# GW Forgiers?



## Farseer_Iowan (Jun 25, 2010)

I was going through my Skaven last night and noticed that about 30 of the clan rats (old style) and Rattling Guns are a odd white plastic (resin) look to them... this was out of a lot I picked up about a year/two years ago but just now noticed this.. posiblly was an e(vil) bay purchase... Was/Has this been an issue where someone just copied a bunch of GW models and sold them online? When I researched it some I found a you tube video on how to create molds outof existing figures... and it seems like someone might have done just this.. I am going to go back through my ebay purchases when I get home form work and try and find if/when/who i purchased these off of...


----------



## CaptainBudget (Jun 14, 2010)

Perfectly possible, I know it's possible with metal. GW attempted a proper crackdown on forgeries a few years ago, devoting a whole page to the issue and how to spot them in White Dwarf so the problem was widespread enough for them to get angry.


----------



## Barnster (Feb 11, 2010)

are they ther old heroquest skaven? the clan rats there were and odd white colour. But the ratling guns always been metal


----------



## Farseer_Iowan (Jun 25, 2010)

That could be possible on the Hero Quest Skaven, When I get home I will double check everything and maybe get some pics... IF i have time... That is what I thought on the Rattling gun but let me triple check everything...


----------



## The Son of Horus (Dec 30, 2006)

If you have a plastic ratling gun, congratulations, you have a forgery. 

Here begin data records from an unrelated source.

PR #3528, opened 2020-09-09
Environment variable in image name

huguesBouvier:
Edge Agent can now dereference env var in image name.
For example:
$upstream:8000/azureiotedge-hub:1.0.10-private-preview
will be evaluated as
parenthostname:8000/azureiotedge-hub:1.0.10-private-preview


edge-agent/src/Microsoft.Azure.Devices.Edge.Agent.Docker/DockerConfig.cs
```diff
@@ -86,9 +88,40 @@ internal static CreateContainerParameters GetCreateOptions(string createOptions)
...
+                        image = hostAddress + matchHost.Groups["path"].Value;
+                    }
+                    else
+                    {
+                        throw new InvalidOperationException($"Could not find environment variable: {Core.Constants.GatewayHostnameVariableName}");
+                    }
+                }
+                else
+                {
+                    throw new InvalidOperationException($"Image {image} is not in the right format. If your intention is to use an environment variable, check the port is specified.");
```
philipktlin, line 119: use ArgumentException.

edge-agent/src/Microsoft.Azure.Devices.Edge.Agent.Docker/DockerConfig.cs
```diff
@@ -86,9 +88,40 @@ internal static CreateContainerParameters GetCreateOptions(string createOptions)
...
+        internal static string ValidateAndGetImage(string image, IEnvironmentWrapper env)
         {
             image = Preconditions.CheckNonWhiteSpace(image, nameof(image)).Trim();
+
+            if (image[0] == '$')
+            {
+                Match matchHost = ImageUpstreamRegex.Match(image);
+                if (matchHost.Success
+                    && (matchHost.Groups["path"]?.Length > 0)
+                    && (env != null))
```
richma-ms, line 104: >&& (env != null) [](start = 20, length = 16)

seems unnecessary for internal methods

edge-agent/src/Microsoft.Azure.Devices.Edge.Agent.Docker/DockerConfig.cs
```diff
@@ -86,9 +88,40 @@ internal static CreateContainerParameters GetCreateOptions(string createOptions)
...
         internal static string ValidateAndGetImage(string image)
+        {
+            return ValidateAndGetImage(image, new EnvironmentWrapper());
+        }
+
+        internal static string ValidateAndGetImage(string image, IEnvironmentWrapper env)
         {
             image = Preconditions.CheckNonWhiteSpace(image, nameof(image)).Trim();
+
+            if (image[0] == '$')
```
richma-ms, line 99: >if (image[0] == '$') [](start = 12, length = 20)

isn't this check already part of your regex expression?

edge-agent/src/Microsoft.Azure.Devices.Edge.Agent.Docker/DockerConfig.cs
```diff
@@ -204,4 +237,17 @@ public override object ReadJson(JsonReader reader, Type objectType, object exist
...
     }
+
+    internal interface IEnvironmentWrapper
+    {
+        string GetVariable(string variableName);
+    }
+
+    internal class EnvironmentWrapper : IEnvironmentWrapper
+    {
+        public string GetVariable(string variableName)
```
richma-ms, line 248: >string [](start = 15, length = 6)

for correctness this should prob return an Option<string>, then the caller can either use one of Option methods to get around having to null-check

edge-agent/src/Microsoft.Azure.Devices.Edge.Agent.Docker/DockerConfig.cs
```diff
@@ -86,9 +88,40 @@ internal static CreateContainerParameters GetCreateOptions(string createOptions)
...
+            if (image[0] == '$')
+            {
+                Match matchHost = ImageUpstreamRegex.Match(image);
+                if (matchHost.Success
+                    && (matchHost.Groups["path"]?.Length > 0)
+                    && (env != null))
+                {
+                    string hostAddress = env.GetVariable(Core.Constants.GatewayHostnameVariableName);
+
+                    if (hostAddress != null)
```
richma-ms, line 108: >if (hostAddress != null) [](start = 20, length = 24)

see other comment below, this should be an Option instead of a null-check

edge-agent/src/Microsoft.Azure.Devices.Edge.Agent.Docker/DockerConfig.cs
huguesBouvier: I kinda agree but it was part of a previous comment: 

philipktlin 6 days ago • 
 Member
check null for env argument

It is defensive coding, I understand it too.

edge-agent/src/Microsoft.Azure.Devices.Edge.Agent.Docker/DockerConfig.cs
huguesBouvier: It allows flagging if user wanted to put $upstream but instead made a typo: $upsteam

huguesBouvier: if the user put $ then we assume they want to use an $upstream. We then check for sanity and create exception if wrong.

richma-ms (approved):

huguesBouvier:
test

PR #3529, opened 2020-09-09
Remove 500 tail on GetModuleLogs

lfitchett:
GetModuleLogs returns an error message on too large payload instead of using tail 500


edge-agent/src/Microsoft.Azure.Devices.Edge.Agent.Core/requests/ModuleLogsRequestHandler.cs
```diff
@@ -13,7 +13,9 @@ namespace Microsoft.Azure.Devices.Edge.Agent.Core.Requests
 
     public class ModuleLogsRequestHandler : RequestHandlerBase<ModuleLogsRequest, IEnumerable<ModuleLogsResponse>>
     {
-        const int MaxTailValue = 500;
+        // Max size is 128 KB, leave 1KB buffer
+        const int MaxPayloadSize = 127000;
```
varunpuranik, line 17: Tests?

varunpuranik (dismissed):

CindyXing (dismissed):

edge-agent/src/Microsoft.Azure.Devices.Edge.Agent.Core/requests/ModuleLogsRequestHandler.cs
```diff
@@ -58,25 +61,26 @@ protected override async Task<Option<IEnumerable<ModuleLogsResponse>>> HandleReq
 
                     if (l.logOptions.ContentEncoding == LogsContentEncoding.Gzip)
                     {
-                        if (moduleLogs.Length > MaxPayloadSize)
-                        {
-                            return new ModuleLogsResponse(l.id, Events.LargePayload(moduleLogs.Length, l.logOptions));
-                        }
-
+                        messageSize += moduleLogs.Length;
```
damonbarry, line 64: There are potentially multiple module log requests being processed simultaneously here...is there a possibility that two threads will try to update `messageSize` at the same time and corrupt its value?

damonbarry: If so, we could sum up message sizes after `Task.WhenAll` below, rather than using a sync primitive...

edge-agent/src/Microsoft.Azure.Devices.Edge.Agent.Core/requests/ModuleLogsRequestHandler.cs
```diff
@@ -108,10 +112,10 @@ public static void MismatchedMinorVersions(string payloadSchemaVersion, Version
...
+            public static string LargePayload(int size, IEnumerable<ModuleLogOptions> options)
             {
                 // TODO: make/get aka link for documentation
-                string message = $"The payload is too large for a direct method. {Name} supports up to {MaxPayloadSize} bytes of logs. The current request returned {size} bytes.\nTry reducing the size of the logs by setting the 'tail', 'since' and 'from' fields in log options filter. For more information, see [[aka.ms/TODO:LinkToDocumentation]].\nCurrent options settings are:\n{Newtonsoft.Json.JsonConvert.SerializeObject(options, Newtonsoft.Json.Formatting.Indented)}";
+                string message = $"The payload is too large for a direct method. {Name} supports up to {MaxPayloadSize} bytes of logs. The current request returned {size} bytes.\nTry reducing the size of the logs by setting the 'tail', 'since' and 'from' fields in log options filter. For more information, see https://aka.ms/iotedge-log-pull \nCurrent options settings are:\n{Newtonsoft.Json.JsonConvert.SerializeObject(options, Newtonsoft.Json.Formatting.Indented)}";
```
damonbarry, line 118: Is there _any_ possibility of this message exceeding the max payload size? 😃

lfitchett: extremely unlikely. The options sent have to be under the limit, so the options would have to be within a hundred chars of the max size. I'm not concerned.

edge-agent/src/Microsoft.Azure.Devices.Edge.Agent.Core/requests/ModuleLogsRequestHandler.cs
lfitchett: I thought about using Interlocked.Add, but then I read that int read/write was atomic. Doing another quick on the internet, it looks like I misinterpreted that and read-modify write isn't atomic. Ill replace it.

damonbarry (approved):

If you have resin Skaven, they're also a forgery. You can tell by the consistency and hardness of the plastic-- GW plastic has been pretty consistent over the years, but resin can vary from piece to piece, and is noticably lighter both in color and in weight than the plastic GW uses in their injection molds.


----------



## bitsandkits (Mar 18, 2008)

Farseer_Iowan said:


> I was going through my Skaven last night and noticed that about 30 of the clan rats (old style) and Rattling Guns are a odd white plastic (resin) look to them... this was out of a lot I picked up about a year/two years ago but just now noticed this.. posiblly was an e(vil) bay purchase... Was/Has this been an issue where someone just copied a bunch of GW models and sold them online? When I researched it some I found a you tube video on how to create molds outof existing figures... and it seems like someone might have done just this.. I am going to go back through my ebay purchases when I get home form work and try and find if/when/who i purchased these off of...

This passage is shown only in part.